La memoria me arrastra de nuevo a esos días después del accidente. Mi hermana, envuelta en una toalla, con la piel pálida y los ojos muy abiertos. El olor a humo de la chimenea de la cabaña.
Y yo, sentado en una esquina, escuchando cómo mi mamá la arrullaba.
—Cada vez que la oía llorar por las noches, me tapaba los oídos. —La vergüenza me quema por dentro—. No podía soportarlo. Me sentía… responsable de cada lágrima.
Scarlett se mueve en su silla, como si quisiera decir algo, pero no lo hace.
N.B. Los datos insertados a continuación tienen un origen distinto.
PR #202, opened 2024-09-10
Draft. Identity management feature

imykhai:
##  Notes
Draft/first changes for Identity management feature to be implemented by a capability server. 

## License


runtimes/runtimes/webworker.ts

Me deja continuar.
—Cuando volvimos a casa, era como si yo fuera un fantasma. Estaba ahí, pero nadie me veía. —Sonrío, pero no hay humor en mi voz—. Kian empezó a destacar en todo: en deportes, en música, en lo que fuera. Yo lo veía brillar mientras yo me sentía… —hago un gesto con la mano—. Apagado.
Trago saliva y miro hacia otro lado. Rebelde se ha bajado de las piernas de Scarlett y ahora duerme en una esquina de la cocina. Hay algo tranquilizador en su respiración lenta.
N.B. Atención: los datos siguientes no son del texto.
PR #210, opened 2024-09-17
Create new extension for getAvailableServerConfigurations

ege0zcan:
## Description
Creating a new extension to define a request made from clients to servers to get a list of available configuration values. This will expose a way for clients to discover server-side configurations and their values 

## License


runtimes/protocol/getAvailableServerConfigurations.ts
```diff
@@ -0,0 +1,25 @@
...
+
+export const getAvailableServerConfigurationsRequestType = new ProtocolRequestType<
+    GetAvailableServerConfigurationsParams,
+    any[],
+    never,
+    void,
+    void
+>('aws/getAvailableServerConfigurations')
+
+export interface GetAvailableServerConfigurationsParams {
```
rahmaniaam, line 11: Config params already exists https://microsoft.github.io/language-server-protocol/specifications/lsp/3.17/specification/#workspace_configuration. Can we use/extend those instead of creating a custom one ourselves?

runtimes/runtimes/standalone.ts
```diff
@@ -246,6 +247,9 @@ export const standalone = (props: RuntimeProps) => {
                 onHover: handler => lspConnection.onHover(handler),
                 onSignatureHelp: handler => lspConnection.onSignatureHelp(handler),
                 extensions: {
+                    onGetAvailableServerConfigurations(handler) {
```
viktorsaws, line 250: I'd suggest to remove `Server` from `getAvailableServerConfigurations` naming. When I read `ServerConfiguration`, I think of it as something that allows me to configure server, which is not the intent here.

runtimes/protocol/getAvailableServerConfigurations.ts
viktorsaws: I think we should not mix arguments with existing LSP config params, as intent is slightly different. We probably won't need `scopeUri`, and `section` values might not overlap. Also we'll have more flexibility evolving the payload separately from standard LSP, if needed

runtimes/protocol/lsp.ts
```diff
@@ -107,5 +108,14 @@ export interface InitializeResult extends _InitializeResultBase {
...
+        configurationProvider?: ConfigurationOptions
     }
 }
+
+/**
+ * Configuration options for AWS Runtimes
+ * Sent back to the client to signal available configuration values
+ */
+export interface ConfigurationOptions {
+    configurations: string[]
```
viktorsaws, line 120: Is this suppose to be a list of supported `sections`, to which server can reply with configurations? Then i'd suggest to change `configurations` to `sections` to be more explicit

runtimes/protocol/getAvailableServerConfigurations.ts
```diff
@@ -0,0 +1,13 @@
+import { ProtocolRequestType } from './lsp'
+
+export const getConfigurationFromServerRequestType = new ProtocolRequestType<
+    GetConfigurationFromServerParams,
+    any[],
```
pras0131, line 5: Rather than `any[]`, can we create a interface for response? This will make it clear to anyone reading it what the response structure is going to be like.

runtimes/protocol/getConfigurationFromServer.ts
```diff
@@ -0,0 +1,13 @@
...
+
+export const getConfigurationFromServerRequestType = new AutoParameterStructuresProtocolRequestType<
+    GetConfigurationFromServerParams,
+    LSPAny,
+    never,
+    void,
+    void
+>('aws/getConfigurationFromServer')
+
+export interface GetConfigurationFromServerParams {
```
viktorsaws, line 11: nit, can be done in follow-up: let's start adding documentation to protocol changes to explain purpose of params like this for servers and clients developers.

types/getConfigurationFromServer.ts
```diff
@@ -0,0 +1,7 @@
+/**
+ * Configuration options for AWS Runtimes
+ * Sent back to the client to signal available configuration values
+ */
+export interface ConfigurationOptions {
```
viktorsaws, line 5: Does this object really need to be in `types` package and not `protocol`?

runtimes/protocol/getConfigurationFromServer.ts
```diff
@@ -0,0 +1,13 @@
+import { AutoParameterStructuresProtocolRequestType, LSPAny } from './lsp'
+
+export const getConfigurationFromServerRequestType = new AutoParameterStructuresProtocolRequestType<
+    GetConfigurationFromServerParams,
+    LSPAny,
+    never,
+    void,
```
viktorsaws, line 7: Should server be able to return errors?

viktorsaws (approved):

runtimes/protocol/getConfigurationFromServer.ts
ege0zcan: tbh I couldn't think of a reason why servers should return errors in the config scenario, do you have any scenario in mind?

types/getConfigurationFromServer.ts
ege0zcan: I was also conflicted, seeing as `ChatOptions` is also defined in types https://github.com/aws/language-server-runtimes/blob/14c7fc6c782faa7cf22f39d889f659d4faa7c8a6/runtimes/protocol/lsp.ts#L109 
I wanted to keep consistency so I moved it to types

pras0131 (approved):

types/getConfigurationFromServer.ts
viktorsaws: Yeah, I'd keep scope of changes small tbh, and don't move stuff to types unnecessarily. It was originally meant to host types around Chat feature. Maybe keeping LSP `Options` types there is not right and we'll move `ChatOptions` out as well.

PR #214, opened 2024-09-23
Add getAllTextDocuments method to Workspace feature

viktorsaws:
## Problem
Workspace feature does not expose function to get all open files in the IDE.

## Solution

Added new method `getAllTextDocuments` which returns all documents managed by LSP server.

## License

### DIFF
--- a/runtimes/server-interface/workspace.ts
+++ b/runtimes/server-interface/workspace.ts
@@ -16,7 +16,7 @@ interface Dirent {
  */
 export type Workspace = {
     getTextDocument: (uri: string) => Promise<TextDocument | undefined>
-    getAllTextDocuments: () => TextDocument[]
+    getAllTextDocuments: () => Promise<TextDocument[]>
     getWorkspaceFolder: (uri: string) => WorkspaceFolder | null | undefined
     fs: {
         copy: (src: string, dest: string) => Promise<void>
--- a/runtimes/server-interface/workspace.ts
+++ b/runtimes/server-interface/workspace.ts
@@ -16,6 +16,7 @@ interface Dirent {
  */
 export type Workspace = {
     getTextDocument: (uri: string) => Promise<TextDocument | undefined>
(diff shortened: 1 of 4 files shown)


runtimes/server-interface/workspace.ts
```diff
@@ -16,6 +16,7 @@ interface Dirent {
  */
 export type Workspace = {
     getTextDocument: (uri: string) => Promise<TextDocument | undefined>
+    getAllTextDocuments: () => TextDocument[]
```
kmile, line 19: Is there a reason servers can't watch `https://microsoft.github.io/language-server-protocol/specifications/lsp/3.17/specification/#textDocument_didOpen` and keep track of the interesting ones themselves?

viktorsaws: They of course can, but I think it's not scalable approach. It pushes unnecessary complexity to each Server implementation - if tomorrow server developer decides they need access files, they need to reimplement caching and monitoring. Here, this API is provided from central place, which keeps track of open documents anyways.

viktorsaws: I think I'd rather convert `getAllTextDocuments` to `async`, for future extensibility and to keep it consistent with rest of methods in Workspace feature.

ege0zcan: > I think I'd rather convert `getAllTextDocuments` to `async`, for future extensibility and to keep it consistent with rest of methods in Workspace feature.

I agree with this approach

ege0zcan:
```
returns all documents managed by LSP server.
```
what does this mean in practice? Does it return for example all files in a workspace that are of type that is watched by the server?

viktorsaws:
> ```
> returns all documents managed by LSP server.
> ```
> 
> what does this mean in practice? Does it return for example all files in a workspace that are of type that is watched by the server?

All files registered in this language server instance by client or watched by server, yes.

ege0zcan (approved):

—Supongo que desde entonces dejé de intentar ser parte de todo. Dejé de hablar en la mesa. Dejé de reírme de los chistes. Dejé de pedir que me llevaran a ningún lado. —Me encojo de hombros—. Era más fácil no molestar a nadie.
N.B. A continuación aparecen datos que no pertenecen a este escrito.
PR #2271, opened 2026-07-26
Review human ACTL7A: an actin fold that kept the pocket but lost the hydrolysis trigger and the filament interface

cmungall:
## ACTL7A (Q9Y615) — an actin fold that kept the pocket but lost the hydrolysis trigger and the filament interface

ACTL7A ("actin-like protein 7A", Arp7A) is the textbook version of this campaign's most repeated
defect: a protein whose GO record carries actin-derived terms because its **name** and **fold** are
actin-like. But the mirror-image error is just as available here — Boëda et al. note that "the
sequence of Arp7A has no major deletions or insertions within its predicted actin fold and has 43%
sequence identity to β-actin, which is higher than that of Arp3". So the fold is *not* obviously
emptied out, and "fold without function" would have been an unsupported assertion.

I resolved this by measuring, not asserting.

### Structure-guided audit (`genes/human/ACTL7A/ACTL7A-bioinformatics/`)

`actin_fold_audit.py` derives its residue sets from experimental structures by neighbour search —
nothing is hard-coded — and maps them through a MAFFT L-INS-i alignment of 22 actins and ARPs, with
the deposited SEQRES sequences included as alignment entries so positions map without hard-coded
numbering. Every mapped position is printed in a gap-free alignment window so the mapping can be
*checked* rather than trusted. A fresh cold run (cache deleted) reproduces `RESULTS.md` and
`results.json` byte-for-byte, and the fail-loud paths (wrong gene symbol, bad accession, empty
contact set) were tested and all raise.

| | ACTL7A | conventional actins | Arp2/Arp3 | Arp1 (forms a filament) | yeast SWI/SNF Arps |
|---|---|---|---|---|---|
| whole chain vs actin | 43.7% | 88–100% | 38–48% | 52.8% | 19–23% |
| nucleotide cleft (19 pos, PDB 2BTF) | **63.2%** | 96.5% | 79.0% | 73.7% | 36.9% |
| protomer interface (79 pos, PDB 8A2S) | **42.3%** | 93.2% | 33.1% | 55.7% | 18.5% |
| ATP-hydrolysis catalytic set (D11/Q137/D154/V159/H161) | **3/5** — `DQEVY` | 5/5 | 5/5 | 5/5 | 1/5 |

Three conclusions, each with a different curation consequence:

1. **The nucleotide cleft is retained.** ACTL7A sits far above the divergent Arps. So no
   "vestigial fold" claim, and no `REMOVE` on that basis.
2. **The ATP-hydrolysis trigger is not.** Actin **His161** — the residue whose side-chain flip on
   filament incorporation triggers hydrolysis (PMID:37009486) — is **tyrosine** in ACTL7A and in
   ACTL9, while **ACTL7B keeps it**. The alignment window is anchored on an identical `PIYEGY`
   motif, so this is not an alignment artefact.
3. **The filament interface is not.** 42.3% puts ACTL7A *below* Arp1, which does form a filament
   in dynactin — quantitatively consistent with the published cell-biological negative: "when
   expressed in HeLa cells, GFP-Arp7A is cytoplasmic and does not assemble into filaments".

And the guard against over-correcting: **the cleft is under disease-relevant constraint.** It covers
only 4.6% of the protein, yet 2 of 5 variants reported in SPGF86 patients land in it (`G246A` ↔
actin Gly182; `G362R` ↔ actin Gly301, a phosphate contact; exact binomial p = 0.019) against 0 of 4
population polymorphisms. A third, `D75A`, maps to actin **Asp11** in the divalent-cation site.

Net: ACTL7A is a **structural/scaffolding** actin-fold protein whose pocket is not decorative.
Nothing licenses a polymerisation term; nothing licenses declaring the pocket dead either. Where
the fold-derived terms survive, they survive as *untested*, not as *demonstrated* — and that is
what the actions say.

### Actions: 30 rows reviewed, 1 new

| action | n |
|---|---|
| ACCEPT | 10 |
| KEEP_AS_NON_CORE | 13 |
| MODIFY | 6 |
| REMOVE | 1 |
| NEW | 1 |
| MARK_AS_OVER_ANNOTATED | 0 |

*(Tally as settled after review. The molecular-function rows moved twice: `GO:0005200` ended at
`REMOVE` and `GO:0005198` at `ACCEPT` as the core MF, once GO's own PAINT record was found to
**negate** `GO:0005200` for the PANTHER node carrying ACTL7A — see `ACTL7A-notes.md` §9. A sixth
`MODIFY` refines the ISS nucleus row to `GO:0001673`, which its own donor already holds by IDA.)*

**`MARK_AS_OVER_ANNOTATED` — `GO:0005200 structural constituent of cytoskeleton`, TAS,
PMID:10373328.** The cited paper is a positional-cloning study: cDNA selection, genomic sequencing,
linkage mapping, Northern blots. No biochemistry, no localisation, no phenotype. The only structural
statement in it is the homology-based label "actin-like" — the activity was read off the name. It
does not stop there: `GO_REF:0000108` uses this MF term as the literal WITH/FROM for the
`GO:0007010` row, so **one 1999 name-based inference generated both an MF and a BP annotation**.
Flagged rather than removed because the *claim* is defensible on post-2011 evidence (the acroplaxome
and perinuclear theca are cytoskeletal structures; GO:0033011 is a GO:0005856 descendant) — what it
needs is re-sourcing, not deletion.

**`MODIFY` `GO:0007010 cytoskeleton organization` → `GO:0030036 actin cytoskeleton organization`.**
Neither human ACTL7A nor mouse Actl7a carried *any* annotation in the actin-process branch (checked
by QuickGO `goUsage=descendants` on both), despite the central result of PMID:36734600 being total
loss of subacrosomal F-actin in the KO — and specifically *local* loss: "The KO spermatids did not
lose F-actin in other cellular regions". `GO:0030036` rather than a polymerisation or nucleation
term because the authors are explicit that the mechanism is unresolved.

**`MODIFY` all three `GO:0001669 acrosomal vesicle` rows → `GO:0033011 perinuclear theca`.** This is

Un silencio se instala entre nosotros, pero esta vez es distinto. Es como si Scarlett entendiera lo que digo. Sus hombros están un poco caídos y hay algo en su mirada que me dice que sabe lo que es sentirse invisible.
Pero también, de cómo se siente la culpa.
—Por eso no vivo con ellos ahora —agrego, más bajo—. Por eso preferí venirme aquí, con mi tío. Porque estar en esa casa… era como volver a ese día. Además, desde que Kian empezó con su sueño, ellos prefieren dejarme en casa de cualquiera de nuestros familiares. Digo, soy yo, el hijo de en medio. Quien no tiene talento como el mayor y no es quien vivió algo traumático como mi hermana Rosie… es su segundo nombre, siempre me gustó llamarla así. No… mis hermanos están bien sin mí.
Pero quizás yo no.
Mis palabras quedan flotando en el aire. Siento que algo en mi pecho se afloja, aunque no sé si para bien o para mal.
—Kian siempre fue… distinto. —Me apoyo en la mesa, entrelazo los dedos y los miro fijamente—. Cuando éramos niños, todos lo notaban. Tenía esa sonrisa que hacía que cualquiera quisiera hablarle. Esa facilidad para caerles bien a todos.
Suspiro.
—Cuando cumplió quince, alguien le tomó una foto en el centro comercial. —La escena vuelve a mí como si fuera ayer—. Solo estaba probándose una chaqueta, nada del otro mundo. Pero la subieron a internet y se volvió viral. Todos hablaban de su estilo, de su cara.